I think I'll answer this one. It is an interesting subject, even though it is much too large to cover in a few paragraphs.

Alexander's rule extended over so many different places, with so many different traditions, laws, and economies that there is no one way that "life was like" for all of them. It is possible to make a few useful generalizations, though.

The most important factor in how anyone lived was how high they lived on the ladder of power, money and influence. Just like today. City dwellers lived differently from village dwellers. Just like today. But, unlike now, back then the average person lived in a tiny village, generally a few dozen households. Almost everyone lived that way.

For a villager, life under Alexander was one heck of a lot like life under any other ruler. The only contact between villages and "the government" was sporadic and usually painful. If you were lucky, you only saw the tax collector once a year. That was bad enough. Worse was when the army came and took the young men away, after which you would probably never see or hear from them again. The very worst was when any army came anywhere near where you lived. A "friendly" army was just about as bad as an "enemy", because both of them would come to your village and take whatever food or animals or people they wanted. Sometimes they would pay you for them, sometimes not.

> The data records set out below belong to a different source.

PR #2308, opened 2022-10-19
[MDS-4737] major mines error final application save draft

areyeslo:
## Objective 

[MDS-4737](https://bcmines.atlassian.net/browse/MDS-4737)

- Ability to save a draft for a Major Mine Application
- Added Document Table: 
image

- Add validation in form incidents: 
image

### DIFF
--- a/services/minespace-web/src/components/pages/Project/MajorMineApplicationPage.js
+++ b/services/minespace-web/src/components/pages/Project/MajorMineApplicationPage.js
@@ -2,7 +2,16 @@ import React, { Component } from "react";
 import { bindActionCreators } from "redux";
 import { connect } from "react-redux";
 import { Link, withRouter } from "react-router-dom";
-import { change, submit, getFormSyncErrors, getFormValues, isDirty, reset, touch } from "redux-form";
+import {
+  change,
+  submit,
+  getFormSyncErrors,
+  getFormValues,
+  isDirty,
+  destroy,
+  reset,
+  touch,
+} from "redux-form";
 import { Button, Row, Col, Popconfirm, Steps, Typography } from "antd";
 import { ArrowLeftOutlined } from "@ant-design/icons";
 import PropTypes from "prop-types";
@@ -46,6 +55,7 @@ const propTypes = {
   history: PropTypes.shape({ push: PropTypes.func }).isRequired,
   touch: PropTypes.func.isRequired,
   submit: PropTypes.func.isRequired,
+  destroy: PropTypes.func.isRequired,
   formErrors: PropTypes.objectOf(PropTypes.string),
   // eslint-disable-next-line react/no-unused-prop-types
   formValues: PropTypes.objectOf(PropTypes.any).isRequired,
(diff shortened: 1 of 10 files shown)


services/minespace-web/src/routes/Routes.js
```diff
@@ -33,6 +33,21 @@ const Routes = () => (
...
+    <Route
+      exact
+      path={routes.EDIT_MAJOR_MINE_APPLICATION.route}
+      component={AuthenticationGuard()(routes.EDIT_MAJOR_MINE_APPLICATION.component)}
+    />
+    <Route
+      exact
+      path={routes.ADD_MAJOR_MINE_APPLICATION.route}
+      component={AuthenticationGuard()(routes.ADD_MAJOR_MINE_APPLICATION.component)}
+    />
```
JustinMacaulay, line 50: I know the routes were giving you trouble, did moving them up make a difference?

services/minespace-web/src/constants/routes.js
```diff
@@ -102,6 +103,12 @@ export const MAJOR_MINE_APPLICATION_SUCCESS = {
   component: MajorMineApplicationSuccessPage,
 };
 
+export const ADD_MAJOR_MINE_APPLICATION = {
```
JustinMacaulay, line 106: Same here with the re-ordering.

services/minespace-web/src/components/pages/Project/MajorMineApplicationPage.js
```diff
@@ -441,6 +468,7 @@ const mapDispatchToProps = (dispatch) =>
       reset,
       touch,
       change,
+      destroy,
```
JustinMacaulay, line 471: Do we use this anywhere else? I dont know that I have ever seen destroy.

JustinMacaulay (commented):
Just a few comments

services/minespace-web/src/routes/Routes.js
areyeslo: Yes, the issue was related to the order of the routes. Sorting from more specific to more general plus adding `/edit` to Route for edit made the trick.

services/minespace-web/src/components/pages/Project/MajorMineApplicationPage.js
areyeslo: Just in Incidents in minespace and core-web

services/minespace-web/src/routes/Routes.js
areyeslo: The routes for Major Mine Application are as follow:
/projects/:projectGuid/major-mine-application/:mmaGuid/success

/projects/:projectGuid/major-mine-application/:mmaGuid/review

/projects/:projectGuid/major-mine-application/:mmaGuid/edit

/projects/:projectGuid/major-mine-application/new

Before the edit Route was `/projects/:projectGuid/major-mine-application/:mmaGuid`. Somehow it was not found in the routes eventhough it was placed after review Route (keeping the most specific first, then more general). Then, the only way to make it work was to add `/edit` suffix to the route to make it similar to success and review.

JustinMacaulay: Interesting but good to know.

BenHarrington (approved):
Thanks for digging in and getting those validation issues sorted out!

PR #2310, opened 2022-10-20
[MDS-4738] Npm to yarn - Part 3

vyasworks:
## Objective 

[MDS-4738](https://bcmines.atlassian.net/browse/MDS-4738)


simensma-fresh (dismissed):
Alright, that's a big one! Overall this looks great - I like the `@mds/common` abbreviation 💯 

There's one DS_Store file that can be removed (`.yarn/.DS_Store`), but otherwise this looks good to me.

PR #2314, opened 2022-10-25
[MDS-3892] Delete now script modifications

JustinMacaulay:
## Objective 

Removed a duplicate NoW and in the process I modified the script to do it. if a notice of work is not imported then it will not have an ID so the ID and guid needed to be gotten at the same time.

[MDS-3892](https://bcmines.atlassian.net/browse/MDS-3892)


BenHarrington (approved):

matbusby-fw (approved):
Ah!  Good enhancement!

PR #2316, opened 2022-10-26
[MDS-4728] Added TSF Basic Information page and skeleton of the rest of the TSF pages to core

simensma-fresh:
## Objective 

[MDS-4728](https://bcmines.atlassian.net/browse/MDS-4728)

- Added Basic Info tab of a TSF to core, this is pretty much identical to the TSF page in Minespace.
- `SteppedForm` and TSF `BasicInformation` components have now been moved into the common folder and are "shared" between core and MS

This also serves as a bit of an example of what sharing components between MS and Core could look like. A couple of learnings/things to keep in mind for the future 
- It was fairly simple to refactor the components and move them into the common folder. The only thing I had to take care of was injection of the `renderConfig` which differs between the projects.
- I decided to keep completely separate stylesheets for core and minespace for the `SteppedForm` component, but think we could easily keep a shared stylesheet in the common folder as pretty much the only styling difference it needed were around colors
- I introduced a separate TailingsSummaryPage component to core, which is a minimal subset of the one in MS to get the basic info page working. I think it probably makes sense to make this one a shared a component as well as pretty much all of the logic applies in both places, but it fell out of scope for what I could achieve with this ticket. 
-  The custom prop types *could* (should?)  fairly easily be shared between the projects

image
image
image


services/minespace-web/common/components/Step.js
```diff
@@ -0,0 +1,16 @@
+// import React from 'react';
```
matbusby-fw: Can we remove this comment?

matbusby-fw (dismissed):
Awesome!  Great thoughts on the implementation of this as a common component.  I love the idea of having mostly shared style sheets with minimal overrides for colour and whatnot in the individual packages.

matbusby-fw (approved):

PR #2319, opened 2022-10-27
[MDS-4815] TSF Bugs

matbusby-fw:
[MDS-4815](https://bcmines.atlassian.net/browse/MDS-4815)

- set action columns on tsf tables as fixed so they don't disappear on smaller screens (as this is a wide table, this wasn't taking much)
- Updated styling of the nested dams tables in Core to match design
- Changed the Dams dto type for lat and long in the BE from fixed(2,7) to a float.  Fixed was causing zero values in these fields to be returned in notation (0e7)
- Updated TSF consequence classification on the TSF table in core to match the highest consequence of a child dam.

image
image
image


services/core-web/src/components/mine/Tailings/MineTailingsTable.js
```diff
@@ -38,6 +37,7 @@ const defaultProps = {};
 const MineTailingsTable = (props) => {
   const {
     TSFOperatingStatusCodeHash,
+    // eslint-disable-next-line no-unused-vars
     consequenceClassificationStatusCodeHash,
```
taraepp: Is this being used or not? Wondering why the eslint line was necessary.

matbusby-fw: Updated the PR to remove these for this page.

You'll find a lot more of these in the system than I'd like, but we can work on clearing them out as we go.

There are some interactions with Redux that seem to cause some props to be flagged as unused when they are not and I think often this is why those flags were set.

taraepp (approved):

PR #2320, opened 2022-10-28
[MDS-4821] Fixed reloading of TSFs on navigation

simensma-fresh:
## Objective 

[MDS-4821](https://bcmines.atlassian.net/browse/MDS-4821)

Fixed an issue where the TSF page in core would not reload when navigation changed, it would always display info of the first TSF you navigated to

### DIFF
--- a/services/core-web/src/components/mine/Tailings/MineTailingsTable.js
+++ b/services/core-web/src/components/mine/Tailings/MineTailingsTable.js
@@ -1,6 +1,7 @@
 import React, { useState } from "react";
 import PropTypes from "prop-types";
 import { connect } from "react-redux";
+import { withRouter } from "react-router-dom";
 import { EyeOutlined } from "@ant-design/icons";
 import { Button, Tooltip, Typography } from "antd";
 import {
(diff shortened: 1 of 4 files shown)


services/core-web/src/components/mine/Tailings/MineTailingsTable.js
```diff
@@ -237,4 +238,4 @@ const mapStateToProps = (state) => ({
   itrmExemptionStatusCodeHash: getITRBExemptionStatusCodeOptionsHash(state),
 });
 
-export default connect(mapStateToProps)(MineTailingsTable);
+export default withRouter(connect(mapStateToProps)(MineTailingsTable));
```
matbusby-fw, line 241: Interesting.  Was `connect` causing problems here?

matbusby-fw (approved):
LGTM!

services/core-web/src/components/mine/Tailings/MineTailingsTable.js
simensma-fresh: @matbusby-fw Nope! `withRouter` adds `history` as a prop to the component which is used when navigating to the TSF details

Once you understand this, it becomes easier to understand why Alexander adopted a policy of paying for what his army took (as often as possible). From a villager's point of view, any king who didn't rob them was a jolly good fellow, never mind where he came from.

Alexander only had a tiny army with which to rule a HUGE, VAST, ENORMOUS area. Yet, the people he conquered rarely revolted after his army left the area, even though little prevented them. All that mattered to most people, whether in Persia, Egypt or elsewhere, was how much the king left them to eat and how well he left them alone. Alexander did his best to leave them alone, thus he was actually quite popular with ordinary people.

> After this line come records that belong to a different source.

PR #2321, opened 2022-10-31
[MDS-3704] US Postal Codes not accepted

taraepp:
## Use appropriate validation for postal code depending on country (CAN/USA)

[MDS-3704](https://bcmines.atlassian.net/browse/MDS-3704)

- five-four zip codes were not accepted at all
- validation did not catch when US zip code entered for address with Canadian province or Canadian postal code for US state
- backend validation differed from frontend validation, making some validation errors show as a toast

Summary of changes:
- db migration: added address_type_code field to sub_division_code table to link prov/state to its country, linked existing entries to CAN/USA (ex: Alberta has address type code of CAN, California has USA)
- modified the return of of province dropdown options to include the country code as subType
- found/created separate US/CAN postal code regex patterns- put on both FE & BE
   - US pattern accepts formats: 12345, 123451234, 12345-1234
   - Canadian pattern accepts: A1A1A1, does not accept A1A-1A1 or A1A 1A1
- modified FE & BE to validate postal code based on country
- added address_type_code to data being parsed before creating address
- when there is no prov/state (and therefore country) entered: both BE & FE will assume Canadian and apply Canadian rules
- merge_resource functionality: include country in address merge

Didn't include:
- clean up of address_type_code field in address table- debatable if this field is still necessary
- modification to address_etl function
- did not change error message to specify correct postal code field name depending on country (this would be easy- is it desired? ex "invalid _zip_ code format" or "invalid _postal_ code format")

### DIFF
--- a/services/core-web/common/utils/Validate.js
+++ b/services/core-web/common/utils/Validate.js
@@ -60,9 +60,8 @@ class Validator {
   checkPostalCode(code, country = "CAN") {
     if (country === "USA") {
       return this.US_POSTAL_CODE_REGEX.test(code);
-    } 
-      return this.CAN_POSTAL_CODE_REGEX.test(code);
-    
+    }
+    return this.CAN_POSTAL_CODE_REGEX.test(code);
   }
 
   checkCurrency(number) {
--- a/services/core-web/common/utils/Validate.js
+++ b/services/core-web/common/utils/Validate.js
@@ -58,15 +58,11 @@ class Validator {
   }
 
   checkPostalCode(code, country = "CAN") {
-    switch (country) {
-      case "CAN":
-        return this.CAN_POSTAL_CODE_REGEX.test(code);
-      case "USA":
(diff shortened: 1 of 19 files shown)


services/core-web/common/utils/Validate.js
```diff
@@ -123,8 +128,14 @@ export const lonNegative = (value) =>
 export const phoneNumber = (value) =>
   value && !Validate.checkPhone(value) ? "Invalid phone number e.g. xxx-xxx-xxxx" : undefined;
 
-export const postalCode = (value) =>
-  value && !Validate.checkPostalCode(value) ? "Invalid postal code or zip code" : undefined;
+export const postalCode = (value, allValues, formProps) => {
```
matbusby-fw, line 131: 🔥

matbusby-fw (approved):
Awesome!  This looks super solid (and not quite as small of a ticket as we originally thought).  This will be a great enhancement for features down the road!

PR #2327, opened 2022-11-03
[MDS-4802] [MS] [Core] Reporter phone and email are required fields

BenHarrington:
## Objective 

[MDS-4802](https://bcmines.atlassian.net/browse/MDS-4802)

_Changes_

- Added "required" to form inputs
- Updated MineIncidentFactory to populate these new required fields

_Dev Notes_

- I did not update the model/table due to supporting existing legacy data where these fields are not required


JustinMacaulay (approved):
Looks good

PR #2329, opened 2022-11-03
[MDS-4846] - Core fetch NOD data

matbusby-fw:
## Objective 
Fix refreshing of mine data in core from causing an error

[MDS-4846](https://bcmines.atlassian.net/browse/MDS-4846)

- mine_guid was being incorrectly passed within an object to the `fetchNoticesOfDeparture` action creator ( ie. `{mineGuid: id}`).  Updated this to passing the parameter directly.

image


simensma-fresh (approved):

taraepp (approved):
👍

PR #2330, opened 2022-11-04
[MDS-4842] Added FILE_UPLOAD component to core render config

simensma-fresh:
## Objective 
This fixes the issue where navigating to the EOR tab in core results in a blank screen as the component tries to render the FileUpload component, which did not exist

[MDS-4842](https://bcmines.atlassian.net/browse/MDS-4842)


taraepp (approved):
👍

The exception to this came in places where villagers mostly ruled themselves and no kings had ever had much power over them. Places like modern day Afghanistan. In those places, they disliked Alexander and fought back fiercely. They knew that if Alexander established power over them, they'd be worse off: poorer and less independent. Alexander had a very rough time of it when his armies passed through such independent places.

As for how captives were treated, it depended on one thing: if your family was rich or poor. Rich captives were sold back to their families for a ransom. Poor captives were sold as slaves. The only good thing about this system is that captives were valuable, so they were rarely killed. Killing them would be like throwing money away.